The reasoning in the above paragraph essentially boils down to “as initially written, the hash function doesn’t make any attempt to fit into a small number of slots.” But there’s a deeper question here too: why doesn’t the hash function make any provisions for dealing with integer overflow, and why doesn’t it mod its internal values by a prime at each step? That has to do with the design principles guiding the hash function. The one-at-a-time hash is described in an article about building families of hash functions with certain desirable properties using invertible transformations. The idea is to build a hash of a long byte stream by incrementally applying invertible transforms that combine together the existing hash value and new bytes. Doing so has the useful property that if you’ve hashed byte streams X and Y and didn’t get a collision, then there’s a no chance of getting a collision if you append the same byte sequence to both X and Y. The specific operations used in the hash are indeed invertible , but the justifications as to why are subtle and rely on the fact that adding in shifts and allowing the computation to overflow correspond to multiplication modulo 2³² by invertible values. In that sense, there are intentionally no mods here because the implicit modulo computed by an overflow performs the “correct” modulo to make all the steps invertible.
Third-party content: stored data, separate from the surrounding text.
PR #1085, opened 2020-10-05
[WIP] Batch Annotators

saif-ellafi:
## Description

**NOT ready for MERGE**
This PR proposes Batch Annotators interface, it allows for annotators to deal with their own algorithms in batches of Rows, rather row per row. Some annotators like `NerDL` benefit from this since they make external API calls to Tensorflow. Larger batches here show up to ~3 times faster performance speed than without batching multiple rows at once.

## Types of changes

## Checklist:


vkocaman (changes requested):
@saif-ellafi I tested this jar and looks great.. but we also see some issue with validation step after each epoch.. and it is still doing the valuation row by row.. we start the ner training, it grabs all the cpus on the machine and then while evaluting for val, it drops to single core.. can you do the same fix on that part as well ?

src/main/scala/com/johnsnowlabs/ml/tensorflow/TensorflowNer.scala

Epoch 1/50 started, lr: 0.003, dataset size: 49025
Epoch 1/50 - 179.65s - loss: 530.2455 - batches: 51
Quality on validation dataset (20.0%), validation examples = 9805
time to finish evaluation: 1117.67s

maziyarpanahi:
> @saif-ellafi I tested this jar and looks great.. but we also see some issue with validation step after each epoch.. and it is still doing the valuation row by row.. we start the ner training, it grabs all the cpus on the machine and then while evaluting for val, it drops to single core.. can you do the same fix on that part as well ?
> 
> src/main/scala/com/johnsnowlabs/ml/tensorflow/TensorflowNer.scala
> 
> Epoch 1/50 started, lr: 0.003, dataset size: 49025
> Epoch 1/50 - 179.65s - loss: 530.2455 - batches: 51
> Quality on validation dataset (20.0%), validation examples = 9805
> time to finish evaluation: 1117.67s

There is confusion between a single row and a single row. 

- A row per annotation is not done on a single core, it is still multi-core/multi-thread
- The work here is done for Transform not Train, so whatever happens during the training .fit() is not included in the BatchAnnotation
- What you see is what @albertoandreottiATgmail has done in the new NerDL in 2.6.3, I've never seen a single core issue on the evaluation of NerDL during the training. Is `enableMemoryOptimizer` enabled by any chance?

saif-ellafi:
Hello,
So this branch is an experiment, what it does is basically:

1. Hey Spark Executor, collect all the rows you have (Up to a batch size limit)
2. Give them to the NerDLModel (only prediction is applied for now) all together.
3. NerDLModel would treat them as batched sentences
4. Give it back to the planner (a MapPartitions planner) and split them back again into rows

The outcome of this, is that the information sent to Tensorflow is batched in larger groups.

The results were significantly good, in NerDLModel, however, in other Tensorflow annotators like BERT, the overhead was heavier than the performance gained for batching, and for this reason is that the PR is a bit on pause. It was discarded that all Tensorflow annotators would benefit from batching, more as row-per-row.

You can close the PR as for now there is no apparent alternative until more conclusive results show up, or of course if anyone else has any ideas.

vkocaman:
@maziyarpanahi yes , eval taking time issue only happens in 2.6.3.. it is fine at 2.6.2

2.6.2 1k+ seconds
2.6.2 60 seconds

But, we still see a single core grabbed while evaluating.. 

@saif-ellafi we tested this branch  in a real project and it looks really good..  thx again

maziyarpanahi:
> @maziyarpanahi yes , eval taking time issue only happens in 2.6.3.. it is fine at 2.6.2
> 
> 2.6.2 1k+ seconds
> 2.6.2 60 seconds
> 
> But, we still see a single core grabbed while evaluating..
> 
> @saif-ellafi we tested this branch in a real project and it looks really good.. thx again

Great, so I changed the label on the issue as a bug, it is probably not respecting that the memory optimization is off for evaluation.

vkocaman:
@saif-ellafi @maziyarpanahi I recently tested this batch annotation on 100 large docs but ended up 142 parsed docs in return.. so it makes me think that while batching, we are somehow replicating the records ? I know it sounds weird and will debug if I can.

saif-ellafi:
> @saif-ellafi @maziyarpanahi I recently tested this batch annotation on 100 large docs but ended up 142 parsed docs in return.. so it makes me think that while batching, we are somehow replicating the records ? I know it sounds weird and will debug if I can.

Thanks for the testing, that explains why could it be that it appears to be slower than it should. Will take a look when possible at the batch-merging logic.

maziyarpanahi:
> > @saif-ellafi @maziyarpanahi I recently tested this batch annotation on 100 large docs but ended up 142 parsed docs in return.. so it makes me think that while batching, we are somehow replicating the records ? I know it sounds weird and will debug if I can.
> 
> Thanks for the testing, that explains why could it be that it appears to be slower than it should. Will take a look when possible at the batch-merging logic.

Many thanks @saif-ellafi, we also fixed a few stuff in padding inside TensorflowBert that might have made the BERT equal or slower when ti comes to BatchAnnotation.

vkocaman:
> > @saif-ellafi @maziyarpanahi I recently tested this batch annotation on 100 large docs but ended up 142 parsed docs in return.. so it makes me think that while batching, we are somehow replicating the records ? I know it sounds weird and will debug if I can.
> 
> Thanks for the testing, that explains why could it be that it appears to be slower than it should. Will take a look when possible at the batch-merging logic.

@saif-ellafi Thanks.. I also monitored the cpu loads and noticed that most of the time only one cpu is loaded 100%, and then all the cores max out a few seconds and then a few minutes work on a single core.. just wanted to share

saif-ellafi:
> > > @saif-ellafi @maziyarpanahi I recently tested this batch annotation on 100 large docs but ended up 142 parsed docs in return.. so it makes me think that while batching, we are somehow replicating the records ? I know it sounds weird and will debug if I can.
> > 
> > 
> > Thanks for the testing, that explains why could it be that it appears to be slower than it should. Will take a look when possible at the batch-merging logic.
> 
> @saif-ellafi Thanks.. I also monitored the cpu loads and noticed that most of the time only one cpu is loaded 100%, and then all the cores max out a few seconds and then a few minutes work on a single core.. just wanted to share

For training... that is reasonable.. but for prediction, it should not. Regardless of batch or non-batch. If your dataframe is multiple partitions and you are running predictions with `--master local[16]` or something alike, it should spread the cpu usage to different partitions.

vkocaman:
> > > > @saif-ellafi @maziyarpanahi I recently tested this batch annotation on 100 large docs but ended up 142 parsed docs in return.. so it makes me think that while batching, we are somehow replicating the records ? I know it sounds weird and will debug if I can.
> > > 
> > > 
> > > Thanks for the testing, that explains why could it be that it appears to be slower than it should. Will take a look when possible at the batch-merging logic.
> > 
> > 
> > @saif-ellafi Thanks.. I also monitored the cpu loads and noticed that most of the time only one cpu is loaded 100%, and then all the cores max out a few seconds and then a few minutes work on a single core.. just wanted to share
> 
> For training... that is reasonable.. but for prediction, it should not. Regardless of batch or non-batch. If your dataframe is multiple partitions and you are running predictions with `--master local[16]` or something alike, it should spread the cpu usage to different partitions.

I am talking about prediction.. .I just tried getting predictions after reading from a parquet and still same..

PR #1184, opened 2020-11-21
Introducing a new DocumentNormalizer annotator

maziyarpanahi:
This PR introduces a new annotator that normalizes raw text from the tagged text, e.g. scraped web pages or XML documents, from document type (output of DocumentAssembler) to document type.
  * Removes all dirty characters from text following one or more input regex patterns.
  * Can apply non-wanted character removal which a specific policy.
  * Can apply lower case normalization.


albertoandreottiATgmail:
@maziyarpanahi can we have somewhere the ability to restrict the encoding to UTF-8 only?

maziyarpanahi:
That's a great idea, what about having "encode" and let users decide the encoder?

albertoandreottiATgmail:
That may work. I understand Java Strings use UTF-16... so my next question would be what about all the other stuff we put in the pipeline after this annotator?
Probably when training new stuff you will just have everything learn from utf-8, but there's a chance of some incompatibility with pretrained stuff, not really sure about this myself.

maziyarpanahi:
That's true, all the trainable annotators get their training data from outside of the Spark NLP pipeline. Even the CoNLL() class won't allow any settings for any params. But at least it would be good to have the option to set `encoding` for those who wish to change it for some reason if they need an English model but might have other characters that they may not be interested in. 
I'll ask around to see if this is interesting since this annotator can be a good place for this kind of stuff.

maziyarpanahi:
@albertoandreottiATgmail Could you please review the new encoding param? You have more experience in Java than me. Also, should we leave the default be no encoding rather than `UTF-8`?

PR #2186, opened 2021-01-23
TF2 support

albertoandreottiATgmail:
## Annotator models that compile and run successfully
The result of the model is not important in this section, we care about the compatibility of the model exported in TF v1 and being able to load in TF v2:

- [x] Albert
- [x] Bert
- [x] BertSentence
- [x] Elmo
- [ ] USE
- [ ] Xlnet
- [ ] MarianTransformer

## The models which were tested based on their results:
We care about the result of the model, whether or not the embeddings are the same, translations are the same, etc.

### Evaluation failed 
- MarianTransformer is not outputting desired translation in the unit test. There must be an issue with `offset` and the new NdArray buffers which are different than Java buffers with `flip`


maziyarpanahi:
Merging this to Spark 3.0 support to make the maintaining easier.

PR #2464, opened 2021-03-16
[skip ci] 2021-03-16-sentence_detector_dl_healthcare_en

jsl-models:


vkocaman (changes requested):
We need to use the respective hc notebook and relevant examples.. you can just copy paste form this nb and use as an example

https://github.com/JohnSnowLabs/spark-nlp-workshop/blob/master/tutorials/Certification_Trainings/Healthcare/20.SentenceDetectorDL_Healthcare.ipynb

PR #2619, opened 2021-03-29
2021-03-29-pos_fast_en

jsl-models:


vkocaman:
@C-K-Loan  why is this licensed ?

C-K-Loan:
@vkocaman  I found this model in the S3 bucket for licensed healthcare models. So I assume this was intended for licensed users, but maybe it was also just a prototype for something and left undocumented

vkocaman:
> @vkocaman I found this model in the S3 bucket for licensed healthcare models. So I assume this was intended for licensed users, but maybe it was also just a prototype for something and left undocumented.
> If nobody knows what this model is used for or what's up with it we can just close this pull

yep, lets close this up.. it can be pushed to open source bucket though ?

maziyarpanahi:
Thank you all, this model is very old and deprecated. We used a very small dataset to train it.

PR #2680, opened 2021-04-01
2021-04-01-ner_bionlp_noncontrib_en

jsl-models:


vkocaman:
We don't need non-contrib versions anymore..

PR #2708, opened 2021-04-01
2021-04-01-visual_document_classifier_tobacco_3482_en

jsl-models:


vkocaman:
@kolia1985 I suggest you add the full piepline in the example code.. starting from taking the image to feeding to classifier. ImageToHocr + VisualDocClassifer

maziyarpanahi:
Should’d the edition be Spark OCR instead of Spark NLP? We don’t have such annotator in the public library.

vkocaman:
@maziyarpanahi this should be closed I guess.. I asked this @kolia1985 before and he said that it was a test PR to test something

PR #13126, opened 2022-11-22
fixed Wrong Example code provided for LemmatizerModel #13125

### LINKED ISSUE #13125: Wrong Example code provided for LemmatizerModel
In the example code (both Python and Scala) the setInputCols wrongly has 2 inputs. It should be only `token`:

- example: https://nlp.johnsnowlabs.com/2022/03/31/lemma_taiga_ru_3_0.html
- https://nlp.johnsnowlabs.com/api/python/reference/autosummary/python/sparknlp/annotator/lemmatizer/index.html#python.sparknlp.annotator.lemmatizer.LemmatizerModel
- https://colab.research.google.com/drive/1q_PS_IeDTVIEVabnbquk3cLXpoJgFwXy?usp=sharing

Reference issue: https://github.com/JohnSnowLabs/spark-nlp/issues/13124

ahmedlone127:
fixes #13125 by changing example provided in modelshub

### DIFF
--- a/docs/_posts/maziyarpanahi/2022-03-31-lemma_alksnis_lt_3_0.md
+++ b/docs/_posts/maziyarpanahi/2022-03-31-lemma_alksnis_lt_3_0.md
@@ -46,7 +46,7 @@ tokenizer = Tokenizer()\
     .setOutputCol("token") 
 
 lemma = LemmatizerModel.pretrained("lemma_alksnis", "lt")\ 
-    .setInputCols(["sentence", "token"])\ 
+.setInputCols(["token"])\
     .setOutputCol("lemma")
     
 pipeline = Pipeline(stages=[document, sentence, tokenizer, lemma])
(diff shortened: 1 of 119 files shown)


maziyarpanahi:
@ahmedlone127 
- we cannot remove SentenceDetectorDL, we are using that inside the `Tokenizer()`
- also, I believe all the models based on `LemmatizerModel` have the wrong number of `.setInputCols`. Everything here: https://nlp.johnsnowlabs.com/models?task=Lemmatization&edition=Spark+NLP&type=model

ahmedlone127:
changing by hand would be time consuimg, would a progmmatic approach be more favorable?

maziyarpanahi:
> changing by hand would be time consuimg, would a progmmatic approach be more favorable?

Definitely! Once you have that script we will extend it to even check all the `inputCols` to be sure we are setting them correctly. 

We can start with Python first, once it was solid we can then fix the Scala (if any) right here int this branch.

ahmedlone127:
Alright, I will work on this tommorow

PR #13243, opened 2022-12-16
2022-12-16-legclf_survival_bert_en

jsl-models:


josejuanmartinez (commented):
Hey @dcecchini ! Can you try to reformat some of the Python Code sections? Ideally we don't include any tabulation, we start with the code directly. This is how I see some of the files:

image

josejuanmartinez (approved):

PR #13283, opened 2022-12-28
SPARKNLP-667: Fix indexing issue for custom pattern

DevinTDHa:
## Description

This PR fixes an issue for the Tokenizer, when a custom pattern is used with lookahead/-behinds that have 0 width matches, indexes would not be calculated correctly. This can lead to further issues down a pipeline.

Other changes:

- resolved some warnings
- refactored tokenizer tests and added new index alignment check

## How Has This Been Tested?

Existing tests are passing (and appended with an additional index check), new tests have been added to cover this scenario

## Types of changes

### DIFF
--- a/src/main/scala/com/johnsnowlabs/nlp/annotators/TokenizerModel.scala
+++ b/src/main/scala/com/johnsnowlabs/nlp/annotators/TokenizerModel.scala
@@ -254,8 +254,10 @@ class TokenizerModel(override val uid: String)
   private val PROTECT_CHAR = "ↈ"
   private val BREAK_CHAR = "ↇ"
 
-  private lazy val BREAK_PATTERN = ("[^(?:" + $(targetPattern) + ")" + PROTECT_CHAR + "]").r
-  private lazy val SPLIT_PATTERN = ("[^" + BREAK_CHAR + "]+").r
+  private lazy val BREAK_PATTERN: Regex =
+    ("[^(?:" + $(targetPattern) + ")" + PROTECT_CHAR + "]").r
+  private lazy val SPLIT_PATTERN: Regex =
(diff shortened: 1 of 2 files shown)


src/main/scala/com/johnsnowlabs/nlp/annotators/TokenizerModel.scala
```diff
@@ -349,21 +351,17 @@ class TokenizerModel(override val uid: String)
...
-                          try {
-                            IndexedToken(
-                              str,
-                              text.start + candidate.start + curPos,
-                              text.start + candidate.start + curPos + str.length - 1)
-                          } finally {
-                            curPos += str.length + 1
-                          })
-                      } finally {
-                        curPos -= 1
```
DevinTDHa, line 366: I don't know why initially there were these `try-finally` blocks without catching any exceptions or handling any resources. I removed them as we would want to be specific with the exceptions (and easier maintenance if a bug would occur here).

maziyarpanahi (approved):

src/main/scala/com/johnsnowlabs/nlp/annotators/TokenizerModel.scala
DevinTDHa: @maziyarpanahi 

It was part of the issue, due to the way the indexes were calculated (always adding and subtracting 1). 

However, I think that having a log line there would be pretty useful. I will add it in a new commit!

DevinTDHa: In case it is needed I openen the PR here:
https://github.com/JohnSnowLabs/spark-nlp/pull/13291

PR #13432, opened 2023-01-30
SPARKNLP-733: Fix loadSavedModel for private buckets

DevinTDHa:
## Description

This PR fixes an issue, where a private bucket S3 would fail to download, when using loadSavedModel.

## How Has This Been Tested?

Ran relevant tests with a public and private S3 bucket. 

## Types of changes

### DIFF
--- a/src/main/scala/com/johnsnowlabs/nlp/pretrained/ResourceDownloader.scala
+++ b/src/main/scala/com/johnsnowlabs/nlp/pretrained/ResourceDownloader.scala
@@ -591,11 +591,19 @@ object ResourceDownloader {
     val (bucketName, keyPrefix) = ResourceHelper.parseS3URI(path)
 
     val (accessKey, secretKey, sessionToken) = ConfigHelper.getHadoopS3Config
-    val privateS3Defined = accessKey != null && secretKey != null && sessionToken != null
+    val region = ConfigLoader.getConfigStringValue(ConfigHelper.awsExternalRegion)
+    val privateS3Defined =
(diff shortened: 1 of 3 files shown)


src/main/scala/com/johnsnowlabs/nlp/pretrained/ResourceDownloader.scala
```diff
@@ -589,9 +590,14 @@ object ResourceDownloader {
 
     val (bucketName, keyPrefix) = ResourceHelper.parseS3URI(path)
 
-    val tmpDirectory = SparkFiles.getRootDirectory()
+    val (accessKey, secretKey, sessionToken) = ConfigHelper.getHadoopS3Config
+    val privateS3Defined = accessKey != null && secretKey != null && sessionToken != null
```
danilojsl, line 594: To be 100% sure all private arguments are defined. I will also check the region has data i.e. check `ConfigHelper.awsExternalRegion` is set

danilojsl (changes requested):

src/main/scala/com/johnsnowlabs/nlp/pretrained/ResourceDownloader.scala
DevinTDHa: I have included a check for region now. Also added a log line so that when config is not set correctly the user will be notified:

https://github.com/JohnSnowLabs/spark-nlp/pull/13432/files#diff-053c39e8ab751a99f5c1bb1da5c3b4bfde8954313ea782311a8bdecb4ca44114R593-R606

PR #13452, opened 2023-02-01
Fix to white space in cache_pretrained

dcecchini:
## Description

When using `ResourceDownloader` in a Windows environment where the user folder contains white space, the downloader raises an error 

```java
java.net.URISyntaxException: Illegal character in path at index 20: file:/C:/Users/User Name/cache_pretrained/  
```

I used the `java.nio.file.Paths` module to propose a fix, but it needs to be further tested.

## Motivation and Context

Crashes the process of all pipelines.

## How Has This Been Tested?

No tests were made.

## Types of changes

## Checklist:


maziyarpanahi:
I am sorry, the space and other characters inside the full path are problematic in many other places. (meaning we can make some changes here, tests, risk whether or not everything would work, but it will come back when you use spark.read or spark ml load, etc.)

The PATH must follow Linux/Unix convention, no space.

PR #13554, opened 2023-02-22
2023-02-22-ndc_drug_brandname_mapper_en

jsl-models:


Ahmetemintek:
A mapper model that takes NDC codes and returns drug brand names

Ahmetemintek:
Entity resolver for Rxnorm from NIH database.

Ahmetemintek:
A mapper model takes drugs and returns Rxorm codes according to NIH database

PR #13703, opened 2023-03-27
FEATURE NMH-166: Add website to elastic search for search service

KshitizGIT:
Part of Jira Ticket [NMH-166](https://johnsnowlabs.atlassian.net/browse/NMH-166)

### DIFF
--- a/docs/_plugins/search_index.rb
+++ b/docs/_plugins/search_index.rb
@@ -9,10 +9,17 @@ require 'nokogiri'
 SEARCH_URL = (ENV["SEARCH_ORIGIN"] || 'https://search.modelshub.johnsnowlabs.com') + '/'
 ELASTICSEARCH_INDEX_NAME = ENV["ELASTICSEARCH_INDEX_NAME"] || 'models'
 
+WEBSITE = ENV["WEBSITE"] || ""
+
 OUTDATED_EDITIONS = ['Spark NLP 2.0', 'Spark NLP 2.1', 'Healthcare NLP 2.0']
+SPARK_NLP_ORIGIN = "https://sparknlp.org"
+JOHNSNOWLABS_ORIGIN = "https://nlp.johnsnowlabs.com"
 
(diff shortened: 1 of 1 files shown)


docs/_plugins/search_index.rb
```diff
@@ -124,6 +131,11 @@ def print_error(message)
     end
   end
 
+  def website
```
pabla, line 134: Can we use `origin` here?

docs/_plugins/search_index.rb
```diff
@@ -9,10 +9,17 @@
...
 
+WEBSITE = ENV["WEBSITE"] || ""
+
 OUTDATED_EDITIONS = ['Spark NLP 2.0', 'Spark NLP 2.1', 'Healthcare NLP 2.0']
+SPARK_NLP_ORIGIN = "https://sparknlp.org"
+JOHNSNOWLABS_ORIGIN = "https://nlp.johnsnowlabs.com"
 
 $remote_editions = Set.new
-
+if WEBSITE.empty?
```
pabla, line 19: It will break a local server.

KshitizGIT: You could pass `WEBSITE` in environment variable. Alternative it using default value, but which should we use default ?

docs/_plugins/search_index.rb
KshitizGIT: Done

docs/_plugins/search_index.rb
pabla: I mean people who edit the website will face this problem.
This variable is required in required for Elasticsearch. We could also check if ELASTICSEARCH_URL is not empty and only in this case stop the execution.

KshitizGIT: Ok. I added the check only when ELASTICSEARCH_URL is available

pabla (approved):

maziyarpanahi (approved):

PR #13741, opened 2023-04-06
FEATURE NMH-168: Hide licensed models from spark-nlp search [skip-test]

KshitizGIT:
Jira Ticket [NMH-168](https://johnsnowlabs.atlassian.net/browse/NMH-168)

Requires this PR to work https://github.com/JohnSnowLabs/models-hub/pull/158

[NMH-168]: https://johnsnowlabs.atlassian.net/browse/NMH-168?atlOrigin=eyJpIjoiNWRkNTljNzYxNjVmNDY3MDlhMDU5Y2ZhYzA5YTRkZjUiLCJwIjoiZ2l0aHViLWNvbS1KU1cifQ

### DIFF
--- a/docs/_frontend/webpack.config.js
+++ b/docs/_frontend/webpack.config.js
@@ -111,6 +111,7 @@ module.exports = (env, argv) => {
         SEARCH_ORIGIN:
           process.env.SEARCH_ORIGIN ||
           'https://search.modelshub.johnsnowlabs.com',
+        ORIGIN: process.env.ORIGIN,
       }),
       isProduction &&
         new MiniCssExtractPlugin({
--- a/.github/workflows/create_search_index.yml
+++ b/.github/workflows/create_search_index.yml
@@ -75,6 +75,7 @@ jobs:
         working-directory: docs/_frontend
         env:
           SEARCH_ORIGIN: ${{ secrets.SEARCH_ORIGIN }}
+          ORIGIN: ${{ secrets.ORIGIN }}
         run: |
           yarn
           yarn run build
--- a/docs/_frontend/src/models/App/App.js
+++ b/docs/_frontend/src/models/App/App.js
@@ -116,7 +116,7 @@ const useFilterQuery = () => {
     window.history.pushState(
       nextParams,
       window.title,
-      '/models' + toSearchString(nextParams)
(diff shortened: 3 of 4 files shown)


maziyarpanahi (approved):

pabla (commented):
Let's make it simpler.

We can add a condition to the `toSearchString` method:
```js
  if (ORIGIN) {
    searchParams.append('origin', ORIGIN);
  }
```
And we don't need to modify the App and Sidebar components.

docs/_frontend/webpack.config.js
```diff
@@ -111,6 +111,7 @@ module.exports = (env, argv) => {
         SEARCH_ORIGIN:
           process.env.SEARCH_ORIGIN ||
           'https://search.modelshub.johnsnowlabs.com',
+        ORIGIN: process.env.ORIGIN || 'https://sparknlp.org',
```
pabla, line 114: I think we could remove a default value from here.

KshitizGIT:
> Let's make it simpler.
> 
> We can add a condition to the `toSearchString` method:
> 
> ```js
>   if (ORIGIN) {
>     searchParams.append('origin', ORIGIN);
>   }
> ```
> 
> And we don't need to modify the App and Sidebar components.

If we just modify the `toSearchString` , the origin=https://sparknlp.org will appear in the browser url .

pabla:
> @pabla , If we just modify the `toSearchString` , the origin=https://sparknlp.org will appear in the browser url . I think it would be better to hide origin=https://sparknlp.org from the url fragments in the browser

Yes, you are right, the origin shouldn't be visible in the browser address.
But I would like to keep all things related to origin in one place.
What if we introduce a new parameter to the `toSearchString` method and don't include `ORIGIN` when we generate an URL for the browser address?

```js
window.history.pushState(
  nextParams,
  window.title,
  '/models' + toSearchString(nextParams, false)
);
```

docs/_frontend/webpack.config.js
pabla: I would prefer to keep the frontend code the same as we have in the `johnsnowlabs` repo.

KshitizGIT: Remove default value

pabla (approved):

This contrasts with polynomial hashing modulo some prime. You’re correct that when using the polynomial hashing strategy you need to be mindful of integer overflow because you specifically don’t want these implicit mods to kick in - after all, you’re modding by a different number! But that’s particular to that specific hashing strategy. There are lots of different ways to build hash functions, each of which uses a different approach.